=== EXTRACTED MATERIAL ===
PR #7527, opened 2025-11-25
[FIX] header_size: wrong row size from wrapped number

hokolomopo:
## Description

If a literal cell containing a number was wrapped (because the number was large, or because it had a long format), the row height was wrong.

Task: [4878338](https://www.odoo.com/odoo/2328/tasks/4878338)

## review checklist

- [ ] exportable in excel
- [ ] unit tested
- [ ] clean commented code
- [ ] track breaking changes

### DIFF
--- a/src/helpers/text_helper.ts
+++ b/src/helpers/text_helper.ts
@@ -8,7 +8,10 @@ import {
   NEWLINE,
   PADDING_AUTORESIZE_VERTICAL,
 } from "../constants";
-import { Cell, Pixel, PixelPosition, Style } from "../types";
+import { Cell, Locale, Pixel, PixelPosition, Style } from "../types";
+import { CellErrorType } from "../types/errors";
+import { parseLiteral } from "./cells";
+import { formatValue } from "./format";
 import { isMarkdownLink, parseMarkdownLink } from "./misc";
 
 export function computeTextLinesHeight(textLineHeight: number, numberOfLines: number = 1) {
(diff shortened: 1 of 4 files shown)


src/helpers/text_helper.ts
--
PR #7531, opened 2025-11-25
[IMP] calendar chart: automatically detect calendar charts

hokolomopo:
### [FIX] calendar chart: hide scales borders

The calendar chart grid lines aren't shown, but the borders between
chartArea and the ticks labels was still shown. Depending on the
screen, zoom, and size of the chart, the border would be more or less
==
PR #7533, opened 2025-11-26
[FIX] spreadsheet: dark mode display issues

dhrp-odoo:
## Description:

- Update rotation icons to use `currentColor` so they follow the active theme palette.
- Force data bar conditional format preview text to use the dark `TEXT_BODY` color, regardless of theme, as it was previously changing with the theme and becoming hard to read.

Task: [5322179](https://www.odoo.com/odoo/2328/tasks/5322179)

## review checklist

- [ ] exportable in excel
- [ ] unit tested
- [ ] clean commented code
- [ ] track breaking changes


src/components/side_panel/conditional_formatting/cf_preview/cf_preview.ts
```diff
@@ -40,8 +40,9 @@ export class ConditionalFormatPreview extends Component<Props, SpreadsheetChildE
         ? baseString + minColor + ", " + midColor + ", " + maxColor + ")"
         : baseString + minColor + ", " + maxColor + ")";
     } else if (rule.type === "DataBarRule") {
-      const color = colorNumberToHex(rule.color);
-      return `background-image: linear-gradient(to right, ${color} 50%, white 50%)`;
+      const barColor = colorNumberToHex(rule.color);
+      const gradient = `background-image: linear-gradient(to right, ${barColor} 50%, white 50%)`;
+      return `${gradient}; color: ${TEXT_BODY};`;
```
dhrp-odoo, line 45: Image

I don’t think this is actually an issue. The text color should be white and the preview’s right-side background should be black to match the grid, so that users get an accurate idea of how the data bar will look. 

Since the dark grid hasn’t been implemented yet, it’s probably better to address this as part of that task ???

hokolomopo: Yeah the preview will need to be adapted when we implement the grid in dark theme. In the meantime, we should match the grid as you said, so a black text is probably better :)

=== WHAT THIS TASK INVOLVES ===
Each line containing the word "that" needs to be copied from the data above.

=== TASK OUTPUT ===
I don’t think this is actually an issue. The text color should be white and the preview’s right-side background should be black to match the grid, so that users get an accurate idea of how the data bar will look. 
Since the dark grid hasn’t been implemented yet, it’s probably better to address this as part of that task ???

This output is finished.